PPO Ray Trainer
===============

We implement the RayPPOTrainer, which is a trainer runs on the driver
process on a single CPU/GPU node (default is CPU).

The PPORayTrainer include 3 core functions for data preparation,
WorkerGroup initialization and PPO training loop.

Data Preparation
----------------

The ``PPORayTrainer``, as a single process, is responsible for loading a
complete batch of samples (prompts) from the dataset and then dispatch
to different worker_groups running on different GPUs.

To generalize the data loading, we implement the ``RLHFDataset`` class
to load the preprocessed parquet files, apply chat templates to the
prompts, add padding, truncate prompts that exceed max prompt length and
then tokenize.

.. code:: python

   self.train_dataset = RLHFDataset(data_files=self.config.data.train_files,
                                       tokenizer=self.tokenizer,
                                       config=self.config.data)

Then, the dataloader will iterate the dataset under PPO mini batch size.

WorkerGroup Initialization
--------------------------

We first introduce a basic implementation of initializing the
``WorkerGroup`` of the actor model on a given set of GPUs.

.. code:: python

   # max_colocate_count means the number of WorkerGroups (i.e. processes) in each RayResourcePool
   # For FSDP backend, we recommend using max_colocate_count=1 that merge all WorkerGroups into one.
   # For Megatron backend, we recommend using max_colocate_count>1 that can utilize different WorkerGroup for differnt models
   resource_pool = RayResourcePool(process_on_nodes=[config.trainer.n_gpus_per_node] * config.trainer.nnodes,
                                   use_gpu=True,
                                   max_colocate_count=1)
   # define actor rollout cls to be init on remote
   actor_rollout_cls = RayClassWithInitArgs(cls=ActorRolloutWorker)
   # define actor_rollout worker group
   actor_rollout_worker_group = MegatronRayWorkerGroup(resource_pool=resource_pool,
                                                       ray_cls_with_init=actor_rollout_cls,
                                                       default_megatron_kwargs=config.actor_rollout.megatron)

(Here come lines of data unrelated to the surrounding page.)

PR #1404, opened 2026-06-08
accel/amdxdna: Do not autorestart syscall on SIGINT

amd-bvladino:
By default signal handler of userspace is installed with *SA_RESTART*, and on Ctrl+C wait_event_interruptible returns -ERESTARTSYS, which the Kernel will silently restart.

Convert to -EINTR so the ioctl will always propagates the signal to userspace and tools can exit on Ctrl+C interruption regardless of how they installed their handler.

### DIFF
--- a/drivers/accel/amdxdna/amdxdna_dpt.c
+++ b/drivers/accel/amdxdna/amdxdna_dpt.c
@@ -497,6 +497,7 @@ static int amdxdna_dpt_get_data(struct amdxdna_dpt *dpt,
 			if (ret) {
 				XDNA_DPT_DBG(dpt, "Wait interrupted by signal: %d", ret);
 				footer.size = 0;
+				ret = -EINTR;
 				goto exit;
 			}
 		} else {
@@ -516,10 +517,10 @@ static int amdxdna_dpt_get_data(struct amdxdna_dpt *dpt,
 	}
 
 exit:
-	if (ret == 0 || ret == -ESHUTDOWN) {
+	if (ret == 0 || ret == -ESHUTDOWN || ret == -EINTR) {
 		if (copy_to_user(buf + offset, &footer, sizeof(footer))) {
 			/*
-			 * On -ESHUTDOWN preserve the original error: user
+			 * On -ESHUTDOWN / -EINTR preserve the original error: user
 			 * space still gets the zero-size sentinel via the
 			 * footer.size = 0 already set on the shutdown
 			 * branch above, and even if the writeback fails


NishadSaraf (changes requested):
Thanks for chasing this down, @amd-bvladino — the root-cause analysis is spot on. `wait_event_interruptible()` returning `-ERESTARTSYS`, combined with the userspace handler being installed with `SA_RESTART` (glibc's `signal()` default), is exactly why Ctrl+C silently re-enters the blocking watch ioctl.

That said, I'd push back on fixing this in the driver and suggest we fix it in XRT instead.

**Why keep the kernel returning `-ERESTARTSYS`:**
- `-ERESTARTSYS` is the idiomatic return for an interruptible wait. Its whole purpose is to delegate the restart-vs-interrupt decision to userspace via `SA_RESTART`. Converting it to `-EINTR` in the driver hard-codes that policy for every caller and removes the ability of a well-behaved consumer to opt into auto-restart.
- The thing that's actually wrong here lives in userspace: the watch loop installs its SIGINT handler with `signal()` (implicit `SA_RESTART`), which is the wrong choice for a loop that wants to be interruptible. That's the bug to fix.

**Proposed XRT fix** — in [`setup()`/`restore()`](https://github.com/Xilinx/XRT/blob/master/src/runtime_src/core/tools/common/SmiWatchMode.cpp#L37-L68), install the handler via `sigaction()` without `SA_RESTART` on POSIX (Windows keeps the portable `signal()` path):

```cpp
void setup() {
  if (signal_handler_set)
    return;
#ifdef _WIN32
  old_signal_handler = signal(SIGINT, watch);
#else
  struct sigaction sa{};
  sa.sa_handler = watch;
  sigemptyset(&sa.sa_mask);
  sa.sa_flags = 0;  // no SA_RESTART: interrupted ioctl returns EINTR
  sigaction(SIGINT, &sa, &old_action);
#endif
  signal_handler_set = true;
}

void restore() {
  if (!signal_handler_set)
    return;
#ifdef _WIN32
  static_cast<void>(signal(SIGINT, old_signal_handler));
#else
  static_cast<void>(sigaction(SIGINT, &old_action, nullptr));
#endif
  signal_handler_set = false;
}
```

The shim already maps `EINTR` to a clean unwind ("Query interrupted by user"), so the watch loop exits as soon as the ioctl returns.

amd-bvladino:
@NishadSaraf , since it is a regression, proposed fix aligns with older driver implementation as well:
https://github.com/amd/xdna-driver/blob/5e4eb2173ec2acfaf6bcc5a9cd4a05161f149aec/src/driver/amdxdna/amdxdna_dpt.c#L523

NishadSaraf:
> @NishadSaraf , since it is a regression, proposed fix aligns with older driver implementation as well:
> 
> https://github.com/amd/xdna-driver/blob/5e4eb2173ec2acfaf6bcc5a9cd4a05161f149aec/src/driver/amdxdna/amdxdna_dpt.c#L523

At that time, we provided a workaround in the legacy driver. However, as mentioned above, the actual fix needs to be implemented in XRT.

PR #1417, opened 2026-06-12
accel/amdxdna: update fw versions

gyang1099:


hlaccabu (approved):

tools/info.json
```diff
@@ -63,66 +63,66 @@
...
 			"pci_device_id": "17f1",
 			"pci_revision_id": "15",
-			"version": "1.7.1.339",
+			"version": "2.5.0.172",
 			"fw_name": "npu.dev.sbin"
 		},
 		{
 			"device": "npu11",
-			"url": "https://gitlab.com/kernel-firmware/drm-firmware/-/raw/amd-ipu-staging/amdnpu/17f1_10/cert.sbin.1.2.0.32",
+			"url": "https://gitlab.com/kernel-firmware/drm-firmware/-/raw/amd-ipu-staging/amdnpu/17f1_13/cert.sbin.1.5.0.39",
```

Different WorkerGroups, like ``actor_rollout_worker_group`` ,
``critic_worker_group`` and ``ref_worker_group`` lies on a separate
process in the above implementation.

The driver process can then call the distributed compute function within
the ``actor_rollout_worker_group`` and other roles to construct the RL
training loop.

For models colocated in the same set of GPUs, we further provide a
fine-grain optimization, which merge the ``worker_group`` of different roles
in the same process. This optimization can save the redundant
CUDA/distributed context in different processes.

.. code:: python

   # initialize WorkerGroup
   # NOTE: if you want to use a different resource pool for each role, which can support different parallel size,
   # you should not use `create_colocated_worker_cls`. Instead, directly pass different resource pool to different worker groups.
   # See TODO(url) for more information.
   all_wg = {}
   for resource_pool, class_dict in self.resource_pool_to_cls.items():
       worker_dict_cls = create_colocated_worker_cls(class_dict=class_dict)
       wg_dict = self.ray_worker_group_cls(resource_pool=resource_pool, ray_cls_with_init=worker_dict_cls)
       spawn_wg = wg_dict.spawn(prefix_set=class_dict.keys())
       all_wg.update(spawn_wg)

   if self.use_critic:
       self.critic_wg = all_wg['critic']
       self.critic_wg.init_model()

   if self.use_reference_policy:
       self.ref_policy_wg = all_wg['ref']
       self.ref_policy_wg.init_model()

   if self.use_rm:
       self.rm_wg = all_wg['rm']
       self.rm_wg.init_model()

   # we should create rollout at the end so that vllm can have a better estimation of kv cache memory
   self.actor_rollout_wg = all_wg['actor_rollout']
   self.actor_rollout_wg.init_model()

.. note:: For megatron backend, if we merge the ``worker_groups`` into the same processes, all the roles will utilize the same 3D parallel size. To optimize this, we may need to maintain several 3D process groups for each role in the same distributed context. If you want to use different 3D parallel size for different roles, please follow the similar architecture of the first code block to initialize each role's ``worker_group``


PPO Training Loop
-----------------

We implement the PPO training loop by calling the functions in
worker_group of each role. The input and output data of each function is
a ``DataProto`` object implemented in `protocol.py <https://github.com/volcengine/verl/blob/main/verl/protocol.py>`_. In the training
loop, trainer will dispatch/collect the data to/from different GPUs
following the transfer protocols wrapped in the workers' functions. The
computation of PPO micro batches is processed in ``update_actor`` and
``update_critic`` functions.

To extend to other RLHF algorithms, such as DPO, GRPO, please refer to
:doc:`../advance/dpo_extension`.

.. code:: python

   def fit(self):
       """
       The training loop of PPO.
       The driver process only need to call the compute functions of the worker group through RPC to construct the PPO dataflow.
       The light-weight advantage computation is done on the driver process.
       """
       from verl.utils.tracking import Tracking
       from omegaconf import OmegaConf

       logger = Tracking(project_name=self.config.trainer.project_name,
                           experiment_name=self.config.trainer.experiment_name,
                           default_backend=self.config.trainer.logger,
                           config=OmegaConf.to_container(self.config, resolve=True))

       global_steps = 0

       # perform validation before training
       # currently, we only support validation using the reward_function.
       if self.val_reward_fn is not None:
           val_metrics = self._validate()
           pprint(f'Initial validation metrics: {val_metrics}')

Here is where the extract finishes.